Можно долго рассуждать о невозможности такой памяти у человека, приводя рациональные аргументы, но для творца это постулат, это как бы нравственный императив: я должен жить так, как будто бы я все помню. Без этого я не мог бы писать, не мог бы чувствовать, не мог бы остановить мгновение и увидеть воплощенные в нем прошлые времена. Все мое творчество было бы без такой памяти выдумкой, мои слова не звучали бы достоверно и искренне. Это не просто память о случившихся событиях или состоявшихся переживаниях, это память как вечно длящееся состояние дежа вю. Словно я был всегда, если не актуально, то виртуально, иначе жизнь моя была бы крошечным отрезком, мгновением, за которое ничего нельзя ни почувствовать, ни осмыслить.

От жизни той, что бушевала здесь,
От крови той, что здесь рекой лилась,
Что уцелело, что дошло до нас?
Два-три кургана, видимых поднесь…
Да два-три дуба выросли на них,
Раскинувшись и широко и смело.
Красуются, шумят, – и нет им дела,
Чей прах, чью память роют корни их.
Ф. Тютчев

Без этой памяти невозможно оценить значимость и бездонную глубину любого предмета, любого чувства, загадочность и неисчерпаемость мира, а жизнь была бы бесконечной тягомотиной похожих друг на друга дней, изредка скрашиваемой мелкими радостями. Человек, обладающий такой памятью, – это прорыв в устойчивом, необходимом, фундаментально обоснованном, расколдованном мире.

Кто же эти люди, которых называют поэтами, художниками. Чем они должны обладать? Способностью особенно сильно чувствовать не только свое время, но и чужое, прошлое, не только свою страну, свое племя, но и другие, чужие, не только самого себя, но и прочих, – то есть, как принято говорить, способностью перевоплощения и, кроме того, особенно живой и особенно образной (чувственной) Памятью. А для того, чтобы быть одним из таких людей, надо быть особью, прошедшей в цепи своих предков очень долгий путь существований и вдруг явившей в себе особенно полный образ своего дикого пращура со всей свежестью его ощущений, со всей образностью его мышления и с его огромной подсознательностью, а вместе с тем особью, безмерно обогащенной за свой долгий путь и уже с огромной сознательностью (И. Бунин. Ночь).

В такого рода «полной памяти», т. е. памяти обо всем, нет прошлого как отдельного недавно или давно окончившегося периода. Прошлое есть сейчас, оно заполняет все пустоты и разрывы в настоящем восприятии (а последнее всегда разорвано на отдельные мгновения) и обеспечивает глубину и насыщенность являющегося мира.

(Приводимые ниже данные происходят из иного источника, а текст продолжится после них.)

PR #360, opened 2023-12-09
Reframe JSON interop concerns seperately of I-JSON

### LINKED ISSUE #339: I-JSON things
#289 does an editorial refactor, which hightlights that I-JSON doesn't really belong as a subsection of JSON serialization. In his review, Robin states:

> Since we removed truncation from this, it's a bit weird to have just a single subsection under JSON. It's also weird we don't explicitly say anything about "qlog_format"/file extension/MIME type when employing I-JSON (it's still just "JSON", but that should be explicitly spelled out imo).

> It makes more sense to promote I-JSON to a `##` here, so we have 3 sections for the 3 formats (this is also how they're introduced atm).

_Originally posted by @rmarx in https://github.com/quicwg/qlog/pull/289#discussion_r1120305282_

LPardue:
Since we added JSON-SEQ, it's been hard to square the circle about
where I-JSON fits in the document structure. I think that's because
actually the discussion should be framed in the context of interop
issues related to JSON messages. Our 64-bit values pose a problem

Вот десятки лет отделяют меня от моего младенчества, детства. Бесконечная данность! Но стоит мне лишь немного подумать, как время начинает таять. Не раз испытал я нечто чудесное. Не раз случалось: вот я возвратился в те поля, где я был некогда ребенком, юношей, – и вдруг, взглянув кругом, чувствую, что долгих и многих лет, прожитых мной с тех пор, точно не было. Это совсем, совсем не воспоминание: нет, просто я опять прежний, совершенно прежний. Я опять в том же самом отношении к этим полям, к этому полевому воздуху, к этому русскому небу, в том же самом восприятии всего мира, какое было у меня вот здесь, на этом проселке, в дни моего детства, отрочества! (И. Бунин. Ночь).

Возможно, наша память, как и все сознание в целом, работает по принципу голограммы. В каждом восприятии уже есть все, – можно почувствовать присутствие Бога, можно взволноваться глубиной неба, наполниться грустью неизбежной предстоящей разлуки с близкими. В каждом воспоминании есть вся память – от смутных детских впечатлений до сокровенных интимных переживаний, спрятанных в глубине души. Иначе способность мгновенно извлечь из памяти (предполагается, что человек способен запомнить порядка 10 миллиардов бит за всю жизнь, что примерно соответствует объему информации, содержащемуся в пяти комплектах Британской энциклопедии) прошлое переживание и все связанные с ним ассоциации кажется фантастической. То есть в каждом акте воспоминания память как бы незримо присутствует вся и вся отражается в одном переживании, как в лейбницевской монаде.